• **ASSIGNMENT**
In the data, find the word "needs" and copy out every line that has it.

• **DATASET RECORDS**
PR #40, opened 2014-08-27
CH-744: Add in the build process for js and css

Zarabadoo:
This will roll in the js build that i had been working with previously to break up the report graphs into more manageable pieces. This also rolls in the grunt build for the css. As a positive side effect, many unneeded vendor prefixes are removed from other css files thanks to Autoprefixer.


eshtadc:
So what does this mean now for maintenance to the module moving forward.  Would there have to be an additional step to ensure that tasks are run?

Zarabadoo:
It is all run with grunt while you are developing and commit the resulting files. Existing tests should not be affected. However, any changes to the functionality should happen the src directory and then processed with grunt.

For development, you would need Node and Ruby installed. Running `npm install` and `bundle install` in the module directory will install all the dependencies. Run `grunt` will do a build of the resources and `grunt watch` start a task that would automatically build when files in the src directory are changed.

Currently the build is only needed when touching the reports.ab related functionality and styles. If the process is deemed good, we can expand on it with other files in the module if there are items that could stand to be broken up. I mainly did it with these specific items because we have 4 Rickshaw extensions and then the jquery wrapper. Individually they are rather large files, so it is easier to parse them in smaller chunks. I have also enabled sourcemaps so we can we can see where errors are occurring in the web inspector console.

css/acquia_lift.report.ab.css
```diff
@@ -3,27 +3,32 @@
  * ----------------------------------------------------------------------------
  */
 .lift-graph {
-  font-family: sans-serif;
-}
+  font-family: sans-serif; }
```
eshtadc: I love that autoprefixer is fixing these.  Do you know a way to tell it to add the ending curly brace on a new line so that it follows the rest of the coding style in the file?  I looked through the options on github but didn't see anything.  Obviously a minimal concern compared to the benefit provided....

Zarabadoo: I did not properly specify the output on the sass processor. I just pushed up a fix.

PR #44, opened 2014-09-02
CH-832: Allow for multiple sets of data.

Zarabadoo:
This applies the needed markup changes along with javascript function needed to allow for multiple sets of data to be used.


acquia_lift.admin.inc
```diff
@@ -618,7 +618,19 @@ function acquia_lift_report_ab($form, &$form_state, $agent, $agent_data) {
   $date_end_report = $date_end_targeting = date('Y-m-d');
   // Acquia Lift A/B reports have a decision name that is the same as the
   // campaign machine name.
-  $reports = $agent->buildCampaignReports($agent_data->machine_name, $date_start_report, $date_end_report);
+  $reports = array(
```
eshtadc: I have actually made these changes while adding in the new tables.  You can see them at https://github.com/acquia/acquia_lift/commit/7e8e9ba17502d7bf3b18439fa75228b3a00ed2dd

I went ahead and updated to match the style you used here so that we should be in sync with the new reports.

js/acquia_lift.reports.js
```diff
@@ -7,11 +7,121 @@
...
+
+        // Process the data in all tables.
+        $categories.each(function (graphKey) {
+          var $this = $(this),
+              $graph = $this.find('table[data-lift-statistics]'),
+              dataLabels = [],
+              name = $this.children('.lift-statistic-category-name').addClass('element-invisible').text(),
+              variationColumn = $graph.attr('data-liftgraph-columnname') - 1,
+              xColumn = $graph.attr('data-liftgraph-columnx') - 1,
+              attr = typeof $graph.attr('data-liftgraph-excluded') !== 'undefined' ? $graph.attr('data-liftgraph-excluded').split(',') : [],
```
eshtadc, line 41: Ah - so this is the exclusion data attributes.  Looks like it expects a list of column numbers starting at column1.  Can you add a little description/comment in here about it so that it isn't missed.  It's going to be an important part for someone just putting together a table that may not be as front-endy.

PR #45, opened 2014-09-03
Ch 830: Ability to split reports by goal and by metric

eshtadc:


includes/acquia_lift.classes.inc
```diff
@@ -1469,10 +1470,11 @@ class AcquiaLiftReportDataFromFile implements AcquiaLiftReportDataSourceInterfac
    */
   public function getConfidenceReport($agent_name, $date_start = NULL, $date_end = NULL, $point = NULL, $options = array()) {
     $report_name = 'confidence';
-    // Note that the value is the string false for use in JSON rather than
-    // the boolean value.
+    if (!empty($options['goal'])) {
+      $report_name .= '_goal' . rand(1, 2);
```
katbailey, line 1468: The use of rand here could use an explanation.

plugins/agent_types/AcquiaLiftAgent.inc
```diff
@@ -1031,6 +1031,38 @@ abstract class AcquiaLiftReportBase implements PersonalizeAgentReportInterface,
...
+   *
+   * @returns array
+   *   An array of confidence report options.
+   */
+  function getConfidenceDetailReportOptions() {
+    $options['aggregated-over-dates'] = FALSE;
+    return $options;
+  }
+
+  /**
```
katbailey, line 1077: I think the above two methods should be declared protected.

plugins/agent_types/AcquiaLiftAgent.inc
```diff
@@ -1284,14 +1295,64 @@ class AcquiaLiftABReport extends AcquiaLiftReportBase {
...
+   *   True if the data already exists
+   *   False if the data loaded in error.
+   */
+  protected function loadConfidenceReportHelper($report_data, $detail, $options = array()) {
+    if ($detail) {
+      $options = array_merge($options, $this->getConfidenceDetailReportOptions());
+    }
+    $report_name = $this->getConfidenceReportRawName($options);
+    if (isset($report_data['raw'][$report_name])) {
+      return TRUE;
```
katbailey, line 1352: I know we already have lots of methods where we return _either_ an array _or_ boolean FALSE if nothing can be returned but that's generally not good practice and we really shouldn't do it. And here we return an array _or_ TRUE _or_ FALSE. I know this is just a helper method, not part of the public interface, and I'm being overly picky - but it seems we could just refactor things slightly so that the calling code gets the report name and checks for its existence in the report data before calling this method. Maybe with the merging of options it becomes trickier, so feel free to respond with a big "MEH!" ;)

PR #46, opened 2014-09-05
CH-855. Allow libraries module to consider 2000 lines of underscore-min....

alanevans:
...js to attempt to find the version


katbailey:
I created 2 separate d.o issues for these fixes and committed them:
Underscore issue: https://www.drupal.org/node/2334107
Personalized fields issue: https://www.drupal.org/node/2334109

PR #48, opened 2014-09-08
CH-901 by Zarabadoo: Add qtip tooltips to statistic table headers.

Zarabadoo:


js/acquia_lift.help.js
```diff
@@ -0,0 +1,46 @@
...
+  Drupal.behaviors.acquiaLiftHelp = {
+    attach: function (context, settings) {
+      $('[data-help-tooltip]').each(function() {
+        $(this).once('acquia-lift-help', function() {
+          var text = $(this).attr('data-help-tooltip'),
+              trigger = $('<span class="acquia-lift-help">'),
+              positionTooltip = 'bottomMiddle';
+
+          // The tooltip will run out of room on the right.
+          if ($(this).is(':last-child')) {
```
eshtadc, line 20: Is this just because we are using it right now with table column headers?  If so, perhaps it is better served in something specific to the A/B report rather than the generic?  Of course, we could just cross that bridge when we come to it and just add a quick note.  And then there is the case that I just have complete misunderstood ;-)

plugins/agent_types/AcquiaLiftAgent.inc
```diff
@@ -1644,11 +1644,26 @@ class AcquiaLiftABReport extends AcquiaLiftReportBase {
...
+        'data' => t('Chance to beat control'),
+        'data-help-tooltip' => t('Likelihood visitors will complete goals for a variation compared to the control.'),
+      ),
+      array(
+        'data' => t('Lift'),
+        'data-help-tooltip' => t('Likelihood visitors will complete goals for a variation compared to a random variation.'),
+      ),
+      array(
+        'data' => t('Winner'),
+        'data-help-tooltip' => t('Most effective variation for visitors based on a 95% confidence level.'),
```
eshtadc, line 1665: The 95 needs to be filled in with a call to getConfidenceMeasure() as it may not always be 95%.

js/acquia_lift.help.js
eshtadc, line 20: Darn it - pretend this comment is on the src js rather than the compiled js.

PR #92, opened 2014-12-04
Ch 1362: Use DOM Selector for all personalize elements

eshtadc:
Note that this is compoared to a reorg branch that included lots of file renaming and moving.  I tried to pull all relevant code into this PR so that review could take place without reading every line.


acquia_lift.admin.unibar.inc
```diff
@@ -347,15 +376,45 @@ function acquia_lift_page_variation_details_form_submit($form, &$form_state) {
   if (is_numeric($form_state['values']['variation_number']) && $form_state['values']['variation_number'] >= 0) {
     $variation_number = $form_state['values']['variation_number'];
   }
+  module_load_include('inc', 'acquia_lift', 'acquia_lift.page_variations');
   $variation_number = acquia_lift_page_variation_create($variation_set_name, $option_set, array('personalize_elements_content' => $form_state['values']['personalize_elements_content']), $variation_number);
-  // Save this for the Ajax callback.
+  // Save the updated option sets for use within the Ajax callback.
+  $form_state['storage']['option_sets'] = personalize_option_set_load_multiple(array(), array('decision_name' => $variation_set_name));
```
katbailey, line 382: Shouldn't we also be constraining the option sets by agent here? Two agents could in theory use the same decision name, right?

PR #93, opened 2014-12-08
Ch 1338 - Ensure campaigns are paused when necessary, and only then

katbailey:


acquia_lift.module
```diff
@@ -709,6 +723,25 @@ function acquia_lift_sync_option_sets($agent, $old_option_sets, $new_option_sets
 }
 
 /**
+ * Syncs fixed targeting rules to Acquia Lift.
+ * @param $agent
+ * @param $new_option_sets
+ */
+function acquia_lift_sync_fixed_targetng($agent, $new_option_sets) {
```
eshtadc: Typo in function name (and where it's called...)

acquia_lift.module
```diff
@@ -724,10 +757,34 @@ function acquia_lift_personalize_goal_save($goal_info) {
   // For the current goal, take the info from what was passed in, rather
   // than from the db.
   $new_goals[$goal_info['name']] = $goal_info['value'];
-  if ($new_goals == $old_goals) {
+  acquia_lift_sync_goals($agent, $old_goals, $new_goals, TRUE);
+}
+
+function acquia_lift_personalize_goal_delete($goal_info) {
```
eshtadc, line 768: This just implements the new goal delete hook, right?

acquia_lift.module
```diff
@@ -724,10 +757,34 @@ function acquia_lift_personalize_goal_save($goal_info) {
...
+    unset($new_goals[$goal_info['name']]);
+  }
+  acquia_lift_sync_goals($agent, $old_goals, $new_goals, TRUE);
+  // If we now have no goals, the agent needs to be paused.
+  if (count($new_goals) == 0) {
+    personalize_pause_if_running($agent->machine_name);
+  }
+}
+
+function acquia_lift_sync_goals($agent, $old_goals, $new_goals, $sync_only_on_changes = FALSE) {
```
eshtadc, line 799: docblock

acquia_lift.module
```diff
@@ -862,6 +919,7 @@ function acquia_lift_process_queue($exit_on_finish = TRUE) {
       // a request made to Lift, we should abort the processing of the queue and
       // set a message to let the user know things went wrong.
       drupal_set_message(t('An error occurred while syncing your campaign information to Lift: @error', array('@error' => $e->getMessage())));
+      AcquiaLiftQueue::handleFailedItem($item);
```
eshtadc, line 941: Should this be called in the catch for other sync operations (option sets, targeting)?

eshtadc, line 941: Or is that handled by the max retries?  And if so... could it be here too?

tests/acquia_lift.test
```diff
@@ -752,7 +761,7 @@ class AcquiaLiftWebTestVariationSets extends AcquiaLiftWebTestBase {
 
     // Verify that the user is redirected to the original page with a custom
     // URL query parameter.
-    $this->assertUrl('node', array('query' => array('pm' => 'new_block|My test block')));
+    $this->assertUrl('node', array('query' => array('liftpm' => 'new_block|My test block')));
```
eshtadc, line 764: Darn it.  Thanks!

acquia_lift.module
katbailey, line 941: Yes, this is also called in the queue class's releaseItem method when the max retries is reached and the item's being deleted from the queue.

tests/acquia_lift.test
katbailey, line 764: Actually I should do this one as a hotfix and remove it from this PR... Stupid Jenkins job is stupid :(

• **EXERCISE RESULT**
eshtadc, line 1665: The 95 needs to be filled in with a call to getConfidenceMeasure() as it may not always be 95%.
+  // If we now have no goals, the agent needs to be paused.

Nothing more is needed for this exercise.